*** Begin section ***

PR #1414, opened 2025-12-08
Implement a custom Int2Int map for MapPalette

### LINKED ISSUE #1412: Memory consideration
**Is your feature request related to a problem? Please describe.**
MapPalette uses a java.util.HashMap with an Integer value.
GrimAC likes keeping millions of instances loaded.

**Describe the solution you'd like**
As the comment above the field states,
```java
// TODO: Can we use fastutils here?
private final HashMap<Object, Integer> stateToId = new HashMap<>();
```
FastUtil would work fine here, basically any implementation of an Object2IntMap.

**Describe alternatives you've considered to solve your solution without
us adding this as a feature?**
It's a simple change I would've submitted a pull request for if it weren't for the 5 different platforms I'd have to test and worry about shading.

Vrganj:
Replaces a very unnecessary HashMap<Object, Integer> with a much lighter custom Int2Int map.
Works fine from my tests, might warrant a unit test.

Closes #1412

### DIFF
--- a/api/src/main/java/com/github/retrooper/packetevents/protocol/world/chunk/palette/Int2IntHashMap.java
+++ b/api/src/main/java/com/github/retrooper/packetevents/protocol/world/chunk/palette/Int2IntHashMap.java
@@ -1,6 +1,7 @@
 package com.github.retrooper.packetevents.protocol.world.chunk.palette;
 
 import org.jetbrains.annotations.ApiStatus;
+import org.jspecify.annotations.NullMarked;
 
 import java.util.Arrays;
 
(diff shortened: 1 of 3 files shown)


Vrganj:
Did a rough comparison with GrimAC which stores all the chunks sent to players. The heap dump I took before the patch shows 33% of the total chunk memory data was used by palettes. After the patch, the usage dropped to about 17%, resulting in about a 20% memory improvement per average chunk in my case.

I'm aware they use a fork of packetevents so I applied the patch to their fork to test. Considering they seem to keep upstream commits up to date, I thought it'd be better to just merge the change here.

booky10 (changes requested):
Please refactor this new Map into a separate class (and mark it as `@ApiStatus.Internal` then)

Also, you mentioned copying existing libraries in your issue - was this copied from somewhere or did you write this on your own?

Vrganj:
Mostly wrote it myself, but took great inspiration from https://github.com/aeron-io/agrona/blob/master/agrona/src/main/java/org/agrona/collections/Int2IntHashMap.java which should be compliant licensing-wise. The map should probably be renamed to something like UInt2UIntMap considering I chose to use -1 as the empty key value.

booky10 (approved):

booky10:
Thanks for the PR and sorry that it took so long to merge!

*** End section ***

TASK DESCRIPTION:
Wherever a line in the entries holds "from", copy that line.

PROBLEM SOLUTION:
Works fine from my tests, might warrant a unit test.
Also, you mentioned copying existing libraries in your issue - was this copied from somewhere or did you write this on your own?
Mostly wrote it myself, but took great inspiration from https://github.com/aeron-io/agrona/blob/master/agrona/src/main/java/org/agrona/collections/Int2IntHashMap.java which should be compliant licensing-wise. The map should probably be renamed to something like UInt2UIntMap considering I chose to use -1 as the empty key value.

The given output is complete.